» YOUR ASSIGNMENT:
The word "favor" occurs in some lines of the listing. Copy those lines.

== RECORD EXCERPTS ==

Issue #3461, opened 2024-10-09
Replace Boost Timer with `std::chrono`


garth-wells:
We've observed accuracy issue with Boost Timer on some systems, plus removing it in favour of `std::chrono` (https://en.cppreference.com/w/cpp/header/chrono) is one less dependency.

IgorBaratta:
I think there's also the issue that the timer is stored in seconds.
Maybe this conversion should be left to the end when we report timings.


https://github.com/FEniCS/dolfinx/blob/c5644696862635d02193d91b8dd147ea4e385c1d/cpp/dolfinx/common/Timer.cpp#L50

https://github.com/FEniCS/dolfinx/blob/c5644696862635d02193d91b8dd147ea4e385c1d/cpp/dolfinx/common/Timer.cpp#L43

jpdean:
I checked the boost timer directly (`elapsed.wall`), and it doesn't seem to be the conversion that's causing the problem. The accuracy of the timer itself seems much worse than `std::chrono`, but maybe I'm missing something...

IgorBaratta:
> I checked the boost timer directly (`elapsed.wall`), and it doesn't seem to be the conversion that's causing the problem. The accuracy of the timer itself seems much worse than `std::chrono`, but maybe I'm missing something...

I mean it more in general.  Rounding to seconds with floating-point numbers can lead to accumulated rounding errors when many time values are summed over time. Since we more often measure times in the order micro seconds than days.

PR #3478, opened 2024-10-22
Update timer to use `std::chrono`

schnellerhase:
Fixes https://github.com/FEniCS/dolfinx/issues/3461

Timings are now done with `std::chrono`, the `Timer` is now a template over the clock type to use, by default `std::chrono::high_resolution_clock` which is the most precise a system can provide. 

The time may then be extracted in any desired unit with the call to `stop()`, by default microseconds. This allows to use a time scale suitable for the benchmarked code.

Also this removes the differentiation of wall, system and user times and all related functionality is removed.

TODO:
- [x] Reactivate logging
- [x] Remove boost dependency


cpp/dolfinx/common/Timer.h
```diff
@@ -28,36 +28,40 @@ namespace dolfinx::common
...
+  void start() { _start_time = chrono_timer::now(); }
 
   /// Stop timer, return wall time elapsed and store timing data into
   /// logger
-  double stop();
-
-  /// Return wall, user and system time in seconds
-  std::array<double, 3> elapsed() const;
+  template <typename unit = std::chrono::nanoseconds>
+  double stop()
```
garth-wells, line 50: It would be neat to return `std::chrono::duration`. The user can then handle it. `nanobind` can turn it into a Python object.

cpp/dolfinx/common/Timer.h
```diff
@@ -28,36 +28,40 @@ namespace dolfinx::common
...
 
   /// Destructor
-  ~Timer();
+  ~Timer() = default;
 
   /// Zero and start timer
-  void start();
-
-  /// Resume timer. Not well-defined for logging timer
-  void resume();
```
garth-wells, line 47: Any reason for removing this?

garth-wells (commented):
Thanks for picking this up!

Should be have a function to get the current duration from a running timer?

cpp/dolfinx/common/Timer.h
schnellerhase: Yes - the handling of the time points of `std::chrono` are not straight forward to extend to this case. We store the initial `start_time` and then compute the time when `stop` is called by the difference of current time to it. However if we would want to restart we need to store both an elapsed time and the new start point to maintain that property (or do something nasty and move the start time back by the already elapsed time). As it wasn't used anywhere I thought it would be easier to just remove it and not deal with that.

schnellerhase:
The logging functionality currently relies on wall, user and system times. These concepts are not one to one transferable to `std::chrono`. We get a lot more control about how we collect the timings though, so we can also decide on an appropriate output to the log.

How about we remove wall, user, and system time in favor of the single timing of `high_resolution_clock` in seconds then? Any objections?

garth-wells:
> The logging functionality currently relies on wall, user and system times. These concepts are not one to one transferable to `std::chrono`. We get a lot more control about how we collect the timings though, so we can also decide on an appropriate output to the log.
> 
> How about we remove wall, user, and system time in favor of the single timing of `high_resolution_clock` in seconds then? Any objections?

That’s fine.

jhale:
I see the default on elapsed is nanoseconds - it seems a bit excessive as a default, microseconds might be better?

schnellerhase:
Should we remove the `TimeLogManager` altogether? Looks like the only thing it provides is the singleton interface to `TimeLogger`, which we can make part of it as well.

jhale:
You could potentially move to a Monostate design pattern https://wiki.c2.com/?MonostatePattern over the current singleton design.

jhale:
I had another thought: it would be good if we could massively simplify TimeManager so that it just uses e.g. std::map to output data. This would then allow easy serialisation through all of the packages that support dictionaries and maps for saving to disk.

garth-wells:
Let’s just switch to chrono in this PR (to fix an immediate issue) and look at any other changes in new PRs.

schnellerhase:
The removal of the cast to a certain `unit`, i.e. `std::chrono::duration` will make the interface to the Timer more complicated. For example `std::chrono::high_resolution_clock` uses a duration measured in cpu ticks, so calling `timer.elapsed.count()` will yield a tick count as output. Making it again necessary to process this further. I think having a good time unit as default to which we cast (also for consistent output of tests) is a good thing to have in place. This does not limit us from using the standard duration if necessary, calling `stimer.elapsed<std::chrono::high_resolution_clock::duration>()` will result in the current behavior again.

garth-wells:
This PR did the heavy lifting. There were a few issues with logging elapsed times which are resolved in #3484, which built off this PR.

PR #3484, opened 2024-10-27
Revised `Timer`, now using `std::chrono`

### LINKED ISSUE #3461: Replace Boost Timer with `std::chrono`

garth-wells:
Builds on the implementation #3478 by @schnellerhase. Fixes some issues with elapsed time logging and includes some documentation enhancements.

Resolves #3461.


cpp/dolfinx/common/TimeLogger.h
```diff
@@ -35,29 +33,26 @@ class TimeLogger
...
   /// system time) for given task.
-  std::tuple<int, double, double, double> timing(std::string task);
+  std::pair<int, double> timing(std::string task) const;
 
 private:
   // List of timings for tasks, map from string to (num_timings,
-  // total_wall_time, total_user_time, total_system_time)
-  std::map<std::string, std::tuple<int, double, double, double>> _timings;
+  // total_wall_time)
+  std::map<std::string, std::pair<int, double>> _timings;
```
jhale, line 56: Looks good. Can we have an accessor that allows access to this data (perhaps a copy?) directly from C++ and Python? Table always seemed very cumbersome from Python when working with tools like Pandas to do post processing.

cpp/dolfinx/common/TimeLogger.h
```diff
@@ -35,29 +33,26 @@ class TimeLogger
...
-                    Table::Reduction reduction);
+  void list_timings(MPI_Comm comm, Table::Reduction reduction) const;
 
-  /// Return timing
+  /// @brief Return timing.
   /// @param[in] task The task name to retrieve the timing for
   /// @returns Values (count, total wall time, total user time, total
   /// system time) for given task.
-  std::tuple<int, double, double, double> timing(std::string task);
+  std::pair<int, double> timing(std::string task) const;
```
jhale, line 51: See my comment below. A pluralised version that returns the entire std::map would be useful.

PR #3487, opened 2024-10-29
Allow access to logged timer data

garth-wells:


jorgensd:
@garth-wells 
Seems like the `timing` function is broken, as the following doesn't work on nightly
```python
import dolfinx
import time

task = "test"
with dolfinx.common.Timer(task) as timer:
    time.sleep(0.1)

print(dolfinx.common.timing(task))
```
yielding
```bash
  File "/root/shared/debug.py", line 8, in <module>
    print(dolfinx.common.timing(task))
          ^^^^^^^^^^^^^^^^^^^^^^^^^^^
  File "/usr/local/dolfinx-real/lib/python3.12/dist-packages/dolfinx/common.py", line 48, in timing
    return _cpp.common.timing(task)
           ^^^^^^^^^^^^^^^^^^^^^^^^
RuntimeError: No timings registered for task "test".
```
Not sure how the tests passed with this.

garth-wells:
> @garth-wells Seems like the `timing` function is broken, as the following doesn't work on nightly
> 
> ```python
> import dolfinx
> import time
> 
> task = "test"
> with dolfinx.common.Timer(task) as timer:
>     time.sleep(0.1)
> 
> print(dolfinx.common.timing(task))
> ```
> 
> yielding
> 
> ```shell
> Traceback (most recent call last):
>   File "/root/shared/debug.py", line 8, in <module>
>     print(dolfinx.common.timing(task))
>           ^^^^^^^^^^^^^^^^^^^^^^^^^^^
>   File "/usr/local/dolfinx-real/lib/python3.12/dist-packages/dolfinx/common.py", line 48, in timing
>     return _cpp.common.timing(task)
>            ^^^^^^^^^^^^^^^^^^^^^^^^
> RuntimeError: No timings registered for task "test".
> ```
> 
> Not sure how the tests passed with this.

See #3488.

cpp/dolfinx/common/timing.h
```diff
@@ -27,10 +27,13 @@ Table timings();
...
-/// @brief Return timing (count, total wall time, total user time, total
-/// system time) for given task.
+/// @brief Return timing (count, total wall time) for given task.
 /// @param[in] task Name of a task
 /// @return The (count, total wall time) for the task.
 std::pair<std::size_t, double> timing(std::string task);
 
+/// @brief Logged elapsed times.
+/// @return Elapsed [task id: (count, total wall time)].
+std::map<std::string, std::pair<int, double>> timings();
```
jhale, line 37: There is a discrepancy in the use of `std::size_t` and `int` between `timing` and `timings`.

jhale (changes requested):

jorgensd:
Could we add docs to the timing routine regarding flush ? Currently the Python routine is undocumented.

jhale (approved):

PR #3488, opened 2024-10-29
Fixes to `Timer` logic

garth-wells:
The logic behind the interaction between `Timer` and `TimeLogger` was messed up. This attempts to fix it without interface changes.

Improves and fixes tests.

### DIFF
--- a/cpp/dolfinx/common/Timer.h
+++ b/cpp/dolfinx/common/Timer.h
@@ -98,6 +98,15 @@ public:
     return _acc;
   }
 
+  /// @brief Resume a stopped timer.
+  ///
+  /// Does nothing if timer has not been stopped.
+  void resume()
+  {
+    if (!_start_time.has_value())
+      _start_time = T::now();
+  }
+
   /// @brief Flush timer duration to the logger.
   ///
   /// Timer can be flushed only once.
--- a/cpp/dolfinx/common/Timer.h
+++ b/cpp/dolfinx/common/Timer.h
@@ -10,6 +10,7 @@
 #include "TimeLogManager.h"
 #include <chrono>
 #include <optional>
+#include <stdexcept>
 #include <string>
 
 namespace dolfinx::common
--- a/cpp/dolfinx/common/Timer.h
+++ b/cpp/dolfinx/common/Timer.h
@@ -50,17 +50,12 @@ public:
   /// registered in the logger.
   ~Timer()
   {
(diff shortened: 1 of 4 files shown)


jorgensd:
Shouldn't "stop" imply a "flush" if we want to maintain the timing API?

There isn't a way to "pause" a timer, as "start" resets the accumulated time. Thus stop should imply flush.

garth-wells:
> Shouldn't "stop" imply a "flush" if we want to maintain the timing API?
> 

The logic has always been that durations are logged with the Timer is destroyed. `flush` forces this to happen earlier. 

> There isn't a way to "pause" a timer, as "start" resets the accumulated time. Thus stop should imply flush.

There was a `resume` - @schnellerhase removed it because it was untested. I could now be added back (I think it should).

garth-wells:
The Python wrappers could call `stop` and `flush`.

schnellerhase:
> There was a `resume` - @schnellerhase removed it because it was untested. I could now be added back (I think it should).

This also allowed for one less state to manage in the Timer and thus simpler logic. I think keeping the states to a minimum is best here.

What do we need the `resume/restart` functionality for? Together with the `TimeLogger` I think we can do without.

jorgensd:
> > There was a `resume` - @schnellerhase removed it because it was untested. I could now be added back (I think it should).
> 
> This also allowed for one less state to manage in the Timer and thus simpler logic. I think keeping the states to a minimum is best here.
> 
> What do we need the `resume/restart` functionality for? Together with the `TimeLogger` I think we can do without.

If we use the `TimeLogger` for resuming timings, then stop should definitely flush, as there is no clear benefit of keeping the object around then?

garth-wells:
> > > There was a `resume` - @schnellerhase removed it because it was untested. I could now be added back (I think it should).
> > 
> > 
> > This also allowed for one less state to manage in the Timer and thus simpler logic. I think keeping the states to a minimum is best here.
> > What do we need the `resume/restart` functionality for? Together with the `TimeLogger` I think we can do without.
> 
> If we use the `TimeLogger` for resuming timings, then stop should definitely flush, as there is no clear benefit of keeping the object around then?

There are users who use stop/resume. It wasn't covered by tests (it is now), but that doesn't mean it's not used.

Timings should only be logged to when finished (by the destructor, or when manually flushed), otherwise the counter get messed up.

Issue #3480, opened 2024-10-24
Timer improvements


schnellerhase:
Collection of possible improvements discussed in https://github.com/FEniCS/dolfinx/pull/3478:

- [ ] `TimeLogManager` solely exists to allow for singleton usage of `TimeLogger` - merge with it? As a Monostate as suggested by @jhale (https://wiki.c2.com/?MonostatePattern)?
- [x] `TimeManager` output as standalone `std::map` - should allow for easy serialization @jhale 
- [x] functionality to retrieve current elapsed time from timer without stopping it @garth-wells

PR #3494, opened 2024-11-02
Remove `TimeLogManager` and make `TimeLogger` singleton

schnellerhase:
Fixes https://github.com/FEniCS/dolfinx/issues/3480


garth-wells:
What's the advantage of a monostate design over a singleton? Looks to me to all intents and purposes to be the same thing.

schnellerhase:
I think in this case it results in the same. We can decide on the interface we prefer, rather calling some kind of an `instance` function in the singleton approach or the constructor as here with the monostate.

schnellerhase:
Shall we stick to the monostate or return to the singleton approach, just within `TimeLogger` now?

jhale:
After reading the comments I would recommend singleton - as @garth-wells says there is little clear advantage, and singleton is at least well-known (and people understand the issues).

PR #3499, opened 2024-11-06
Demo updates for LU solver bugs

garth-wells:
MUMPS and SuperLU_dist can be shaky for less common types, i.e. other than `float64` and `int32`. This change picks a solver that works for each of the combinations tested on the CI.


python/test/unit/fem/test_petsc_solver_wrappers.py
```diff
@@ -39,10 +39,10 @@ def test_compare_solvers(self, mode):
         sys = PETSc.Sys()
         if MPI.COMM_WORLD.size == 1:
             factor_type = "petsc"
+        if sys.hasExternalPackage("mumps"):
```
francesco-ballarin, line 42: should probably be an `elif`

PR #3503, opened 2024-11-09
Remove loguru and old pugixml references

jorgensd:
Files no longer exist.


jhale:
Looks perfectly reasonable, will merge.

===

» COMPLETED TASK:
How about we remove wall, user, and system time in favor of the single timing of `high_resolution_clock` in seconds then? Any objections?
> How about we remove wall, user, and system time in favor of the single timing of `high_resolution_clock` in seconds then? Any objections?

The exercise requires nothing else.